One mile to the north are some earthwork remains of a small motte and bailey castle known as Newcourt Tump – "Tump" is a dialect word for a rounded hill or tumulus. The castle seems to have fallen out of use by the 14th century.

According to Domesday Book in 1086, Bacton, then in the hundred of Stradel, had only two households. The Lord of the Manor was Gilbert of Eskecot, whose tenant-in-chief was Roger of Lacy. The manor's history becomes clearer from the 13th century onwards.

===Parish church===
The parish church of St Faith's dates from 13th century and has a lengthy entry in Pevsner's survey of the county's buildings.

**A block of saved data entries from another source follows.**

PR #418, opened 2021-03-25
Submit transactions through wallet-api

allenan:
This submits all transactions through wallet-api rather than to the api directly.

Note that we'll want to wait to merge this until the wallet api change has been deployed.

It also changes the notification list item to use the notification icon url that is supplied with each notification. I updated all of the icon url references in wallet api to use the new styles going forward.

### DIFF
--- a/src/hooks/useSubmitTxn.ts
+++ b/src/hooks/useSubmitTxn.ts
@@ -42,7 +42,7 @@ const useSubmitTxn = (): Submitter => {
     const serializedTxn = txn.toString()
 
     // submit to blockchain
-    const { data: apiResponse } = await postWallet('transactions', {
+    const apiResponse = await postWallet('transactions', {
       txn: serializedTxn,
     })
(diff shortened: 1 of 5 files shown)


src/hooks/useSubmitTxn.ts
```diff
@@ -18,7 +19,7 @@ import { useSelector } from 'react-redux'
 import activitySlice from '../store/activity/activitySlice'
 import { RootState } from '../store/rootReducer'
 import { useAppDispatch } from '../store/store'
-import { submitTransaction } from '../utils/appDataClient'
```
matthewcarlreetz, line 21: We should be able to remove `submitTransaction` from `appDataClient` now, right?

matthewcarlreetz (approved):
LGTM!

src/hooks/useSubmitTxn.ts
allenan: yes we can

tyler-whitman (approved):

Issue #424, opened 2021-03-25
show "never" instead of beginning of unix time


cokes518:
in diagnostic reports, if a value is 0, i.e. "last challenged", we show unix time instead of "never".

<img width="225" alt="image" src="https://user-images.githubusercontent.com/19331274/112551994-43a23900-8d7f-11eb-81e8-b5fab02afde0.png">

PR #426, opened 2021-03-27
Fix "Last Challenge" date shown as beginning of Unix time instead of "never"

MichaelBrew:
Fixes https://github.com/helium/hotspot-app/issues/424

If a hotspot does not have any challenges, export the "last challenge" as "never" in diagnostic reports instead of start of unix time (1970-01-01).

### DIFF
--- a/src/features/hotspots/settings/HotspotDiagnosticReport.tsx
+++ b/src/features/hotspots/settings/HotspotDiagnosticReport.tsx
@@ -213,7 +213,10 @@ const HotspotDiagnosticReport = ({ onFinished }: Props) => {
       natType: capitalize(diagnostics?.nat_type || ''),
       ip: capitalize(diagnostics?.ip || ''),
       height: info.height.toLocaleString(locale),
-      lastChallengeDate: format(fromUnixTime(info.lastChallengeTime), DF),
+      lastChallengeDate:
+        info.lastChallengeTime === 0
+          ? 'never'
+          : format(fromUnixTime(info.lastChallengeTime), DF),
       reportGenerated: format(fromUnixTime(info.currentTime), DF),
       gateway: address || '',
       hotspotMaker: onboardingRecord?.maker?.name || 'Unknown',


matthewcarlreetz (approved):
Looks good to me. Thanks!

src/features/hotspots/settings/HotspotDiagnosticReport.tsx
```diff
@@ -213,7 +213,10 @@ const HotspotDiagnosticReport = ({ onFinished }: Props) => {
       natType: capitalize(diagnostics?.nat_type || ''),
       ip: capitalize(diagnostics?.ip || ''),
       height: info.height.toLocaleString(locale),
-      lastChallengeDate: format(fromUnixTime(info.lastChallengeTime), DF),
+      lastChallengeDate:
+        info.lastChallengeTime === 0
+          ? 'never'
```
tyler-whitman, line 218: One thing we can do here is use translations for other languages. You only need to add the english string to the `src/locales/en.ts` file such as `never_challenged: 'never'` under the `hotspot_settings.diagnostics` object and then you can reference it using `t('hotspot_settings.diagnostics.never_challenged')`. We will then add the translations for other languages later.

tyler-whitman, line 218: One thing we can do here is use translations for other languages. You only need to add the english string to the `src/locales/en.ts` file such as `never_challenged: 'never'` under the `hotspot_settings.diagnostics` object and then you can reference it using `t('hotspot_settings.diagnostics.never_challenged')`. We will then add the translations for other languages later.

tyler-whitman (changes requested):
Thanks for fixing this bug! I mentioned a small improvement you can add.

src/features/hotspots/settings/HotspotDiagnosticReport.tsx
tyler-whitman: Wait nevermind, this gets sent to support so its not user facing. You are all good!

tyler-whitman (approved):
Thanks for fixing this!

PR #432, opened 2021-03-30
add support for rewards_v2

allenan:
adds support for `rewards_v2` transactions which the API should display the same as `rewards_v1`. 

depends on: https://github.com/helium/helium-js/pull/152

### DIFF
--- a/src/features/wallet/root/useActivityItem.tsx
+++ b/src/features/wallet/root/useActivityItem.tsx
@@ -8,6 +8,7 @@ import {
   PaymentV2,
   PendingTransaction,
   RewardsV1,
+  RewardsV2,
   TokenBurnV1,
   TransferHotspotV1,
 } from '@helium/http'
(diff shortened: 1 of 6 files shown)


src/features/wallet/root/useActivityItem.tsx
```diff
@@ -31,8 +31,12 @@ import { Colors } from '../../../theme/theme'
 import { getMakerName } from '../../../utils/stakingClient'
 import { RootState } from '../../../store/rootReducer'
 
+// TODO import from helium-js once released
+class RewardsV2 extends RewardsV1 {}
```
allenan, line 35: the helium-js PR basically does the same thing as this line since we're operating under the assumption that rewards v1 & v2 should contain the same data

tyler-whitman:
Changes look good, should we merge now or wait for rewards_v2 to land?

allenan:
> Changes look good, should we merge now or wait for rewards_v2 to land?

It would be nice to be able to test against a staging version of the API, I'll check in with @madninja for timing on that tomorrow

tyler-whitman (approved):

PR #438, opened 2021-03-31
Add follow toggle to hotspot details. Show followed hotspots in list.

### LINKED ISSUE #422: Favorite Hotspot: Browsing Map
Another entry point to favorite a Hotspot is when a user is browsing the network map.
Tap on a dot, see the Hotspot details pop up, press the heart.

matthewcarlreetz:
Closes #422 
Dependent on Wallet API PR https://github.com/helium/wallet-api/pull/25

https://user-images.githubusercontent.com/1760821/113166067-6cf41680-9210-11eb-8b2d-be44b188baaf.mov


tyler-whitman (changes requested):
Looking good! Ill test it when we merge the api changes

src/features/hotspots/settings/HotspotsDiagnosticOptions.tsx
```diff
@@ -16,14 +17,19 @@ import { useColors } from '../../../theme/themeHooks'
...
-  const {
-    connectedHotspot: { firmware },
-  } = useSelector((state: RootState) => state)
+  const firmware = useSelector(
+    (state: RootState) => state.connectedHotspot.firmware,
+  )
+  const owner = useSelector(
+    (state: RootState) => state.connectedHotspot.details?.owner,
+  )
+  const { result: address } = useAsync(getSecureItem, ['address'])
```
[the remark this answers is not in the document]
matthewcarlreetz: I suppose it could go either way, but I'd rather pull it directly from `secureAccount`

src/store/hotspots/hotspotsSlice.ts
```diff
@@ -34,46 +67,87 @@ const hotspotSorters: Record<HotspotSort, HotspotSorter> = {
...
+
+    const ownedAddresses = hotspots.map((h) => h.address)
+    const followingAddresses = followedHotspots.map((h) => h.address)
+    const unOwnedAddresses = followingAddresses.filter(
+      (fa) => !ownedAddresses.includes(fa),
+    )
+
+    const allAddresses = [...unOwnedAddresses, ...ownedAddresses]
+
+    const unOwnedHotspots = await Promise.all(
```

Inside is a memorial to Blanche Parry. It is possible that an altar cloth belonging to the church was made from a dress once worn by Queen Elizabeth I of England and given to Blanche Parry. The material of the cloth appears to form part of the clothing of the Queen in the early 17th-century "Rainbow Portrait", attributed to Marcus Gheeraerts the Younger.

The church belongs to the Ewyas Harold group of parishes and has a service about once a month. Next to it is a village hall.

===Listed buildings===
Bacton parish church is listed Grade II*. A further 16 buildings, barns and monuments from the 17th to 20th centuries are listed as Grade II, several of them in the churchyard.

==Transport==
Bacton has a single, daytime bus service to Hereford on Wednesdays. The nearest railway station is at Hereford (14 mi). Bacton is 4 mi on the secondary B4347 road from the main A465 road between Hereford and Abergavenny.